• **Assignment**:
Return all lines in the material below that contain "boolean".

• **Records for processing**:
PR #1767, opened 2023-04-07
grok 12771 molfile parser

ghost:


libraries/chem-meta/src/parsing-utils/molfile-handler.ts
```diff
@@ -101,7 +110,25 @@ export class MolfileHandler extends ChemicalTableParserBase implements ChemicalT
...
+  private isQuote(idx: number): boolean {
+    return this.fileContent.at(idx) === '\"' || this.fileContent.at(idx) === '\'';
+  }
+
+  private getNextIdenticalChar(idx: number): number {
+    const sym = this.fileContent.at(idx);
+    if (sym)
+      return this.fileContent.indexOf(sym, idx + 1);
+    else
+      return -1;
```
LaykDimon, line 122: you can rewrite it as a ternary, it would be more brief and clear:
`sym ? return this.fileContent.indexOf(sym, idx + 1) : return -1;`

libraries/chem-meta/src/parsing-utils/chemical-table-parser.ts
```diff
@@ -1,5 +1,5 @@
 export interface ChemicalTableParser {
```
vdyma, line 1: A good convention is to name interfaces with prefix `I`: `IChemicalTableParser`

libraries/chem-meta/src/parsing-utils/chemical-table-parser-base.ts
```diff
@@ -19,26 +9,26 @@ type CoordinateArrays = {
...
 }
 
-/** Base singleton for Molfile or Mol2 parser/handler */
-export abstract class ChemicalTableParserBase implements ChemicalTableParser {
-  protected constructor(file: string) {
-    this.init(file);
+/** Base for Molfile or Mol2 parser/handler */
+export abstract class ChemicalTableParserBase {
+  constructor(fileContent: string) {
+    this.init(fileContent);
```
skalkin, line 15: What's the point of having this method instead of doing all initialization in the constructor?

libraries/chem-meta/src/parsing-utils/chemical-table-parser-base.ts
```diff
@@ -19,26 +9,26 @@ type CoordinateArrays = {
...
+  protected _bondTypes?: Uint16Array;
 
-  public init(file: string): void {
-    this.file = file.replace(/\r/g, '');
+  protected init(fileContent: string): void {
+    this.fileContent = fileContent.replace(/\r/g, '');
     this._atomCount = undefined;
     this._atomTypes = undefined;
     this._bondCount = undefined;
+    this._bondTypes = undefined;
```
skalkin, line 31: Why are we initializing it to undefined? I believe this is the default value. And in any case, if we really need it then it's better to combine declaration with initialization

libraries/chem-meta/src/parsing-utils/molfile-handler.ts
```diff
@@ -1,159 +1,17 @@
...
-    if (MolfileHandler.validateV3K(molfile))
-      return MOLFILE_VERSION.V3000;
-    else if (MolfileHandler.validateV2K(molfile))
-      return MOLFILE_VERSION.V2000;
+import {MolfileHandlerBase} from './molfile-handler-base';
+import {MolfileV2KHandler} from './molfile-v2k-handler';
+import {MolfileV3KHandler} from './molfile-v3k-handler';
+
+/** Defines the proper handler based on the molfile type  */
+export class MolfileHandler {
```
skalkin, line 6: Why have this class at all? Can't we rename MolHandlerBase to MolHandler, and add this static method there? One less class, a bit more clarity

libraries/chem-meta/src/parsing-utils/molfile-v2k-handler.ts
```diff
@@ -0,0 +1,65 @@
...
+import {MolfileHandlerBase} from './molfile-handler-base';
+import {V2K_CONST} from '../formats/molfile-v2k-const';
+
+export class MolfileV2KHandler extends MolfileHandlerBase {
+  constructor(molfile: string) {
+    super(molfile);
+  }
+
+  public static validate(molfile: string): boolean {
+    return (molfile.indexOf(V2K_CONST.HEADER) !== -1 &&
```
skalkin, line 11: Wrong indentation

• **Exercise answer**:
+  private isQuote(idx: number): boolean {
+  public static validate(molfile: string): boolean {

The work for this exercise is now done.